■ Assignment
In the entries below, identify every line with the string "want" and copy it.

■ Source material

· · ·

PR #524, opened 2022-12-28
Updated Direct Connection Code Tool

TheNinjaKingOW:
If no arguments are provided, the script will prompt the user to input the arguments.

If only 1 or 2 arguments are missing, it will provide an error.

### DIFF
--- a/tools/directconnectioncode/directconnectioncode.py
+++ b/tools/directconnectioncode/directconnectioncode.py
@@ -33,8 +33,7 @@ def generate(ip: str, port: int, passcode: int):
     direct_code = direct_code[:6] + '-' + \
         direct_code[6:12] + '-' + direct_code[-6:]
 
-    print("Your direct connection code is \"" + direct_code + "\".")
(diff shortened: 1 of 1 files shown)


tools/directconnectioncode/directconnectioncode.py
```diff
@@ -33,14 +33,24 @@ def generate(ip: str, port: int, passcode: int):
     direct_code = direct_code[:6] + '-' + \
         direct_code[6:12] + '-' + direct_code[-6:]
 
-    print(direct_code)
+    return direct_code
```
vabold, line 36: Because it now returns a string, the return typehint should be `str` to reflect this.

tools/directconnectioncode/directconnectioncode.py
```diff
@@ -1,4 +1,4 @@
-from argparse import ArgumentParser
+import argparse
```
vabold, line 1: Unnecessary import change?

vabold (changes requested):

PR #532, opened 2023-01-09
Add EGG::Disposer

riidefi:


vabold:
Any reason for `m_containHeap != nullptr` instead of `m_containHeap`?

riidefi:
> Any reason for `m_containHeap != nullptr` instead of `m_containHeap`?

https://abseil.io/tips/141

stblr:
Do we still want this now that a simpler approach was chosen in #536?

riidefi:
It can't hurt to have this header available moving forward.

stblr (approved):

PR #534, opened 2023-01-09
Allow disabling of the speedometer

### LINKED ISSUE #527: There exists no option to disable the speedometer

GnomedDev:
Adds an option to disable the speedometer's rendering.

Closes #527.

### DIFF
--- a/assets/message/MenuSP_U.bmg.json5
+++ b/assets/message/MenuSP_U.bmg.json5
@@ -1217,6 +1217,12 @@
     "20043": {
         string: "Take me back to safety!",
     },
+    "20044": {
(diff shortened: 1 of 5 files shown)


stblr:
For this it should be possible to toggle the setting without a restart.

stblr:
The way to do it would be to use an animation for CtrlRaceLap.

GnomedDev:
I haven't a clue how the animation system works, so that would have to be implemented in a follow up PR. As is, this PR is entirely usable and implements the request, someone else could implement an animation based approach in the future if they want.

stblr (approved):

PR #540, opened 2023-01-15
Get battle mode playable again

GnomedDev:
Currently, battle mode is in quite a sorry state with

- [x] Kart Select not rendering any kart other than standard kart and bike
- [x] A crash on loading battle demo in `getPlayerIdx` due to a null pointer
- [x] The battle demo showing VS UI
- [ ] The battle demo not showing wins/losses
- [ ] Current balloons popped/coins collected counter stuck at `0-0`
- [x] MKW-SP crashing after battle mode ends due to results screen failing to load.

This "tracking PR" aims to fix all these issues, and will be marked ready once everything is working to at least vanilla levels.


GnomedDev:
Fixing kart select is going to be harder than I thought. It is currently broken due to the page merging effort (the UI flow has been changed to mimic VS, then branch back to battle mode when loading demo) as the normal `VehicleSelectPage` doesn't contain the code `onActivate` for calling `0x80860bf0` and setting the `LayoutUiControl`s up correctly, which even if that is fixed will probably only solve the missing thumbnails and not the missing model and spinning animation.

payload/game/enemy/EnemyManager.cc
```diff
@@ -8,6 +8,10 @@ EnemyManager *EnemyManager::Instance() {
     return s_instance;
 }
 
+bool EnemyManager::isOfflineBattle() {
+    return false;
+}
```
vabold, line 13: Static methods should be PascalCase and not camelCase.

payload/game/enemy/EnemyManager.hh
```diff
@@ -11,6 +11,7 @@ public:
     static EnemyManager *Instance();
 
 private:
+    REPLACE static bool isOfflineBattle(void);
```
vabold, line 14: Static methods should be defined below non-static members.

payload/game/system/RaceConfig.cc
```diff
@@ -28,27 +28,45 @@ u8 (&RaceConfig::ghostBuffers())[2][11][0x2800] {
...
+
+    switch (m_menuScenario.gameMode) {
+    case RaceConfig::GameMode::OfflineVS:
+        setting = saveManager->getSetting<SP::ClientSettings::Setting::VSClass>();
+        break;
+    case RaceConfig::GameMode::OfflineBT:
+        setting = saveManager->getSetting<SP::ClientSettings::Setting::BTClass>();
+        break;
+    default:
+        assert(false);
```
vabold, line 46: I would add a `SP_LOG` call directly above the assert so it's a little clearer what the problem is.

assets/message/MenuSP_U.bmg.json5
```diff
@@ -1278,6 +1278,26 @@
...
+        "string": "Races are always 100cc.",
+    },
+    "10363": {
+        "font": "regular",
+        "string": "50cc"
+    },
+    "10364": {
+        "font": "regular",
+        "string": "100cc"
+    },
```
vabold, line 1300: If this is for battle mode, it should be "Battles", not "Races".

payload/game/ui/page/ResultTeamTotalPage.cc
```diff
@@ -7,15 +7,20 @@
...
 
-PageId ResultTeamVSTotalPage::getReplacement() {
-    return PageId::AfterVsMenu;
+PageId ResultTeamTotalPage::getReplacement() {
+    auto raceScenario = System::RaceConfig::Instance()->raceScenario();
+    if (raceScenario.isBattle()) {
+        return PageId::AfterBTMenu;
+    } else {
+        return PageId::AfterVsMenu;
+    }
```
vabold, line 20: I would rewrite this to be one line, but you don't have to.
`return raceScenario.isBattle() ? PageId::AfterBtMenu : PageId::AfterVsMenu;`

payload/game/util/Registry.cc
```diff
@@ -4,6 +4,12 @@
 
 namespace Registry {
 
+// This disables trying to load red/blue thumbnails and models
+// for all the vehicles in the vehicle select screen
+u32 UseBattleRenders() {
+    return false;
+}
```
vabold, line 11: This returns a boolean.

vabold (changes requested):

assets/message/Menu_E.bmg.json5
```diff
@@ -1085,7 +1085,7 @@
     },
     "3400": {
         "font": "regular",
-        "string": "Rules",
+        "string": "Settings",
```
stblr, line 1088: How hard would it be to use new ids?

symbols.txt
```diff
@@ -1218,6 +1219,7 @@
 0x8072624c _ZN5Enemy9KartEnemy5isCpuEv
 0x8073942c _ZN5Enemy12EnemyManager4calcEv
 0x807397bc _ZNK5Enemy12EnemyManager7hasCpusEv
+0x80739740 _ZN5Enemy12EnemyManager15IsOfflineBattleEv
```
stblr, line 1222: Please keep them ordered.

assets/message/Menu_E.bmg.json5
```diff
@@ -1349,7 +1349,7 @@
     },
     "3475": {
         "font": "regular",
-        "string": "Set various battle rules.",
+        "string": "Change settings for this licence.",
```
stblr, line 1352: Same

payload/sp/settings/ClientSettings.hh
```diff
@@ -73,11 +79,47 @@ enum class Category {
...
     TA,
     VS,
+    BT,
     Room,
     License,
     DebugOverlay,
 };
 
+// Shared in VS, BT, and/or Room
+enum class Classes {
```
stblr, line 89: Why plural? Because of the "mixed" option?

payload/game/ui/page/BattleModeSelectPage.hh
```diff
@@ -0,0 +1,15 @@
...
+#include "game/ui/page/MenuPage.hh"
+
+namespace UI {
+
+class BattleModeSelectPage: public MenuPage {
+private:
+    REPLACE void onButtonFront(const PushButton *button);
+    u8 _0[0x6c4 - 0x430];
+};
+
```
stblr, line 12: No blank line here.

payload/game/ui/page/BattleModeSelectPage.cc
```diff
@@ -0,0 +1,40 @@
+#include "game/ui/page/BattleModeSelectPage.hh"
+#include "game/ui/SectionManager.hh"
+#include "game/ui/SettingsPage.hh"
+#include "game/system/RaceConfig.hh"
+
+extern "C" {
+#include <revolution.h>
+#include <sp/StackTrace.h>
+}
```
stblr: https://github.com/stblr/mkw-sp/issues/245#issuecomment-1213490665

stblr (changes requested):

payload/game/ui/Section.cc
```diff
@@ -299,6 +303,11 @@ void Section::addActivePage(PageId pageId) {
 void Section::addPages(SectionId id) {
     SP_LOG("&7DEBUG: Constructing section %u (0x%x)", id, id);
 
+    // Pages may use the Section's THPManager, however the
+    // stock game is unreliable in checking if it is initalised
+    // before using it. We initialise it here to avoid crashes.
+    loadTHP();
```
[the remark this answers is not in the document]
GnomedDev: 256 bytes of heap, if it isn't already initialized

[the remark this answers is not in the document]
stblr: Actually, isn't it more like 3 MiB (in 80529ac4)?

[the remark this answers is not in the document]
GnomedDev: oh huh, but it should be loaded for most sections anyway, what do you suggest I do?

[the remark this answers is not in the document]
stblr: The sections with the globe background (which uses tons of memory), race sections as well as other sections like license settings don't use them. I would suggest to just use `REPLACE`/`REPLACED` on the `onInit` function of offending pages.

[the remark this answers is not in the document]
GnomedDev: The problem is that as more `Page`s are rewritten or removed they may forget to load the `THPManager` as it isn't required for the Page, as happened in this example, as Nintendo didn't load it for all the `Page`s it used. I'd prefer a blacklist of memory intensive pages.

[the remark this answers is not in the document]
stblr: A blacklist would have the same problem as the current "whitelist", except that it would silently waste an obscene amount of memory or OOM at a random place.

payload/game/system/RaceConfig.cc
```diff
@@ -66,7 +76,6 @@ void RaceConfig::ConfigurePlayers(Scenario &scenario, u32 screenCount) {
 
     for (u32 i = 0; i < 12; i++) {
         if (scenario.players[i].type == Player::Type::Local) {
-            assert(screenId < screenCount);
```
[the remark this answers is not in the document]
GnomedDev: That assert fired on starting split screen matches, and removing it didn't break anything (tested all screen counts and vs single)

assets/message/Menu_E.bmg.json5
GnomedDev: Would need a rewrite of BattleModeSelectPage::onInit, or onActivate, not sure. I don't see what's wrong with just replacing the old text as this would also change if that ID was reused.

stblr: The issue is that for other languages, you get an incorrect text which is worse than an untranslated one. I _think_ that using the existing id and putting it in MenuSP_U would work but that would need to be tested.

stblr (approved):

PR #541, opened 2023-01-15
Rust CI

Lami-Lemmy:
This adds an action which build the rust tools, but only if the tools are modified. It also adds a filter to the trigger for the mod's action so that it does not build SP itself if a commit only changes the tools.

~~As of now, `sign` and `updateserver` fail to build as the `passterm` dependency fails to compile. I have not tested building them on a local machine, though, and so I do not know if the issue is with the CI or the dependency.~~ `passterm` has been updated, and both tools now compile.

### DIFF
--- a/.github/workflows/build_sp.yml
+++ b/.github/workflows/build_sp.yml
@@ -1,4 +1,4 @@
-name: Build
+name: Build MKW-SP
 
 on: [push, pull_request]
 
--- a/.github/workflows/build_sp.yml
+++ b/.github/workflows/build_sp.yml
@@ -4,9 +4,11 @@ on:
   push:
     paths-ignore:
       - tools/
+      - .github/workflows/build_tools.yml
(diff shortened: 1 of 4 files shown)


Lami-Lemmy:
Should be good now

.github/workflows/build_sp.yml
```diff
@@ -1,6 +1,12 @@
...
+name: Build MKW-SP
 
-on: [push, pull_request]
+on: 
+  push:
+    paths-ignore:
+      - tools/
+  pull_request:
+    paths-ignore:
+      - tools/
```
stblr, line 10: Shouldn't `.github/workflows/build_tools.yml` be ignored here?

Lami-Lemmy: That was an oversight, fixed.

stblr (approved):

PR #548, opened 2023-01-21
gameserver: Implement chat

GnomedDev:
Added support for forwarding the Comment message, while properly adding anyhow, tracing, and documentation for helping the development experience.

### DIFF
--- a/tools/gameserver/Cargo.toml
+++ b/tools/gameserver/Cargo.toml
@@ -4,6 +4,7 @@ version = "0.0.0"
 edition = "2021"
 
 [dependencies]
+anyhow = "1.0.68"
 libhydrogen = "0.4"
 prost = "0.11"
 slab = "0.4.7"
--- a/tools/gameserver/Cargo.toml
+++ b/tools/gameserver/Cargo.toml
@@ -8,6 +8,8 @@ libhydrogen = "0.4"
 prost = "0.11"
 slab = "0.4.7"
 tokio = { version = "~1.20", features = ["rt-multi-thread", "io-util", "net", "macros", "sync"] }
+tracing = "0.1.37"
+tracing-subscriber = { version = "0.3.16", features = ["fmt", "env-filter"] }
 
 [build-dependencies]
 prost-build = "0.11"
--- a/tools/gameserver/src/client.rs
+++ b/tools/gameserver/src/client.rs
@@ -7,15 +7,7 @@ use tokio::sync::broadcast::error::RecvError as BroadcastRecvError;
 use crate::async_stream::AsyncStream;
 use crate::event::Event;
 use crate::request::{JoinResponse, Request};
-use crate::room_protocol::{
-    room_event,
-    room_request,
-
-    RoomRequest as RoomRequestOpt,
-    room_request::Request as RoomRequest,
-
-    RoomEvent as RoomEventOpt,
-};
+use crate::room_protocol::*;
 use crate::server::ClientKey;
 
 /// Represents a MKW-SP client connected to the server.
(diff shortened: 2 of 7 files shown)


tools/gameserver/src/client.rs
```diff
@@ -6,7 +6,15 @@ use tokio::sync::{broadcast, mpsc, oneshot};
...
-use crate::room_protocol::{room_request, RoomRequest};
+use crate::room_protocol::{
+    room_event,
+    room_request,
+
+    RoomRequest as RoomRequestOpt,
+    room_request::Request as RoomRequest,
+
+    RoomEvent as RoomEventOpt,
+};
```
stblr, line 17: The aliases are fine, but I would prefer if they were used everywhere and not just in this file.

tools/gameserver/src/client.rs
```diff
@@ -82,14 +90,29 @@ impl Client {
...
+        match request {
+            RoomRequest::Comment(room_request::Comment {message_id}) => {
+                let event = room_event::Comment {
+                    player_id: self.client_key.inner as u32,
+                    message_id,
+                };
+
+                self.tx.send(Request::Comment {inner: event}).await?;
+            },
+            _ => unimplemented!("Request type not implemented!")
```
stblr, line 113: This allows the client to crash the server. We rather want the default case to disconnect the client (e.g.  if a Join request is received).

tools/gameserver/src/server.rs
```diff
@@ -144,7 +145,7 @@ impl Server {
 
 #[derive(Debug)]
 pub struct ClientKey {
-    inner: usize,
+    pub inner: usize,
```
stblr, line 148: I would suggest to add a getter instead, as the value should never be changed after construction.

tools/gameserver/src/server.rs
```diff
@@ -119,6 +118,9 @@ impl Server {
                 let response = JoinResponse { rx, client_key, events };
                 let _ = join_tx.send(response);
             },
+            Request::Comment {inner} => {
+                self.tx.send(Event::Forward { inner: room_event::Event::Comment(inner) });
```
stblr, line 122: Please explicitly ignore the error here.

tools/gameserver/src/client.rs
```diff
@@ -1,34 +1,44 @@
...
 use crate::server::ClientKey;
 
+/// Represents a MKW-SP client connected to the server.
 #[derive(Debug)]
 pub struct Client {
+    /// The stream used to communicate with the client.
     stream: AsyncStream,
+    /// The channel to send [`Request`]s to the server.
     tx: mpsc::Sender<Request>,
+    /// The channel to recieve broadcasted [`Event`]s from the server.
```
stblr, line 27: receive

tools/gameserver/Cargo.toml
```diff
@@ -4,10 +4,13 @@ version = "0.0.0"
 edition = "2021"
 
 [dependencies]
+anyhow = "1.0.68"
```
stblr, line 7: What's the best practice here, since libhydrogen re-exports it?

stblr (changes requested):

stblr:
There is a leftover `error.rs` file.

tools/gameserver/Cargo.toml
GnomedDev: Adding the dependency to our project will just mean that as long as anyhow doesn't go above 1.x, it just allows our crate access to the full anyhow crate instead of just the macro that libhydrogen re-exports. It also means that libhydrogen can have a breaking upgrade which removes anyhow usage without breaking our crate while upgrading the dependency.

stblr (approved):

· · ·

■ Written answer
Do we still want this now that a simpler approach was chosen in #536?
I haven't a clue how the animation system works, so that would have to be implemented in a follow up PR. As is, this PR is entirely usable and implements the request, someone else could implement an animation based approach in the future if they want.
stblr, line 113: This allows the client to crash the server. We rather want the default case to disconnect the client (e.g.  if a Join request is received).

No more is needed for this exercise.